PR #54, opened 2024-05-13
chore: [SIW-1126] Replaced JWK jose type with JWKPublicKey type

silvicir:
#### List of Changes

1. Updated `JWKPublicKey` type (with optional `kid`)
2. Added `validateJwkKid` function
3. Check if `kid` is `undefined` in `getEntityConfiguration` and `createWalletAttestation `
4. Replaced `JWK` `jose` type with the custom type `JWKPublicKey`
5. Added decode from `JWK` to `JWKPublicKey` in validate attestation functions
6. Added unit tests

#### Checklist:

### DIFF
--- a/apps/io-func-wallet-solution-backend/src/infra/attestation-service/ios/index.ts
+++ b/apps/io-func-wallet-solution-backend/src/infra/attestation-service/ios/index.ts
@@ -4,12 +4,12 @@ import { pipe } from "fp-ts/function";
 import { decode } from "cbor-x";
 import * as t from "io-ts";
 import { NonEmptyString } from "@pagopa/ts-commons/lib/strings";
-import { JWK } from "jose";
 import { sequenceS } from "fp-ts/lib/Apply";
 import { validate } from "../../../validation";
 import { ValidatedAttestation } from "../../../attestation-service";
 import { verifyAttestation } from "./attestation";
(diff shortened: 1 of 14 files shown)


apps/io-func-wallet-solution-backend/src/infra/attestation-service/ios/index.ts
```diff
@@ -48,18 +48,28 @@ export const validateiOSAttestation = (
...
+              appleRootCertificate,
+            }),
+          E.toError
+        ),
+        TE.chainW(({ hardwareKey }) =>
+          pipe(
+            hardwareKey,
+            validate(JwkPublicKey, "Invalid JWK Public Key"),
+            E.map((hardwareKey) => ({ hardwareKey })),
+            TE.fromEither
```
grausof, line 70: I would make this small change to avoid that if new output parameters are added to the verifyAttestation, there isn't an explicit warning reminding you to add them here too. 

```suggestion
        TE.chainW((result) =>
          pipe(
            result.hardwareKey,
            validate(JwkPublicKey, "Invalid JWK Public Key"),
            E.map((hardwareKey) => ({ ...result, hardwareKey })),
            TE.fromEither
```

grausof (approved):
LGTM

----------------------------------------

**PROBLEM TO WORK ON**: Reproduce exactly what is written in the listing above.

**SOLUTION**:
PR #54, opened 2024-05-13
chore: [SIW-1126] Replaced JWK jose type with JWKPublicKey type

silvicir:
#### List of Changes

1. Updated `JWKPublicKey` type (with optional `kid`)
2. Added `validateJwkKid` function
3. Check if `kid` is `undefined` in `getEntityConfiguration` and `createWalletAttestation `
4. Replaced `JWK` `jose` type with the custom type `JWKPublicKey`
5. Added decode from `JWK` to `JWKPublicKey` in validate attestation functions
6. Added unit tests

#### Checklist:

### DIFF
--- a/apps/io-func-wallet-solution-backend/src/infra/attestation-service/ios/index.ts
+++ b/apps/io-func-wallet-solution-backend/src/infra/attestation-service/ios/index.ts
@@ -4,12 +4,12 @@ import { pipe } from "fp-ts/function";
 import { decode } from "cbor-x";
 import * as t from "io-ts";
 import { NonEmptyString } from "@pagopa/ts-commons/lib/strings";
-import { JWK } from "jose";
 import { sequenceS } from "fp-ts/lib/Apply";
 import { validate } from "../../../validation";
 import { ValidatedAttestation } from "../../../attestation-service";
 import { verifyAttestation } from "./attestation";
(diff shortened: 1 of 14 files shown)


apps/io-func-wallet-solution-backend/src/infra/attestation-service/ios/index.ts
```diff
@@ -48,18 +48,28 @@ export const validateiOSAttestation = (
...
+              appleRootCertificate,
+            }),
+          E.toError
+        ),
+        TE.chainW(({ hardwareKey }) =>
+          pipe(
+            hardwareKey,
+            validate(JwkPublicKey, "Invalid JWK Public Key"),
+            E.map((hardwareKey) => ({ hardwareKey })),
+            TE.fromEither
```
grausof, line 70: I would make this small change to avoid that if new output parameters are added to the verifyAttestation, there isn't an explicit warning reminding you to add them here too. 

```suggestion
        TE.chainW((result) =>
          pipe(
            result.hardwareKey,
            validate(JwkPublicKey, "Invalid JWK Public Key"),
            E.map((hardwareKey) => ({ ...result, hardwareKey })),
            TE.fromEither
```

grausof (approved):
LGTM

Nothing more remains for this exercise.